The European Wound Management Association (EWMA) was founded in 1991. 
The association works to promote the advancement of education and research into native epidemiology, pathology, diagnosis, prevention and management of wounds of all aetiologies.

EWMA is an umbrella organisation linking wound management associations across Europe and a multidisciplinary group bringing together individuals and organisations interested in wound management. Currently, the association bridges 46 Cooperating Organisations (national wound care associations in Europe) and, in addition, partners with a considerable number of wound and wound related associations in and outside of Europe. Furthermore, EWMA has a large number of individual members from all over Europe.
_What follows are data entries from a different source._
PR #738, opened 2024-09-29
Remove duplicate meridian

ruvilonix:
Meridian is already included in time(), so calling meridian() makes the string have two meridians.

### DIFF
--- a/tutorials/Bangle.js Clock.md
+++ b/tutorials/Bangle.js Clock.md
@@ -23,9 +23,7 @@ Copy the following code to the right of the IDE and click Upload ![](data:image/
 function draw() {
   // work out how to display the current time
   var d = new Date();
-  var clock = require("locale").time(d);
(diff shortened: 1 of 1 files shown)


gfwilliams:
Thanks! Sorry about this.

It looks like the 'default' locale contains meridian (https://github.com/espruino/Espruino/blob/master/libs/js/banglejs/locale.js) but none of the other locales you might install with the Languages app do. @atjn 

I've just pushed a change to the main Bangle.js firmware so that on a cutting edge firmware (or 2v25 when released) the meridian will be removed from the built-in locale so it matches what happens elsewhere.

So for now if developing with a clock I'd do what we mention in the tutorial and just install the `Languages` app (and soon the 2v25 firmware will come out and will fix this by default).

atjn:
I must have made a mistake when testing this. Sorry about that :)

PR #745, opened 2025-03-20
Add library for decoding the Quite Ok Audio Format (QOA)

ssievert42:
This adds a library for decoding the [Quite Ok Audio Format (QOA)](https://qoaformat.org/), using some inline C and a fancy js wrapper.

QOA does reasonably fast lossy audio compression from 16 bits per sample down to 3.2 bits per sample, and should allow for saving some precious flash.

This PR kind of supersedes https://github.com/espruino/Espruino/pull/2592, since it pretty much does everything that PR did and then some more. (And only uses additional flash if a user wants to decode QOA encoded audio, instead of having to be baked into the firmware, not being used by most and wasting space.)

The docs for the library include a QOA encoder in pure js to make it easier for people to encode their own audio files to QOA. (Thanks for the starter code by the way, that helped a lot! https://github.com/espruino/Espruino/pull/2592#issuecomment-2592105727)
Alternatively, the [reference encoder / decoder](https://github.com/phoboslab/qoa) can be used as well. (The docs for the library describe how to use `ffmpeg` and the reference encoder to produce some 8 kHz mono audio.)

I tested and developed this using Jolt.js with 8 kHz mono audio.

Basic usage looks like this:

EWMA works to reach its objectives by being an educational resource, organising conferences, contributing to international projects related to wound management, actively supporting the implementation of existing knowledge within wound management and providing information on all aspects of wound management.

Objectives
To promote the advancement of education and research into epidemiology, pathology, diagnosis, prevention and management of wounds of all aetiologies.
To arrange conferences on aspects of wound management throughout Europe.
To arrange multi-centre, multi-disciplinary training courses on topical aspects of wound healing.
To create a forum for networking for all individuals and organisations interested in wound management

EWMA Journal

The EWMA Journal is the official journal of the European Wound Management Association (EWMA). Issues are published in January, May and October.

EWMA Journal is CINAHL indexed and provides peer-reviewed original scientific articles, reviews, clinical information, and information about development in wound healing and management across Europe. The Journal also functions as a communication tool between EWMA, its members and the EWMA Cooperating Organisations. It serves as a means of distributing information and details of initiatives across national borders, thus supporting EWMA’s aim of advancing wound healing within Europe. As EWMA shares the vision of an ‘open access’ philosophy, the Journal is freely available online.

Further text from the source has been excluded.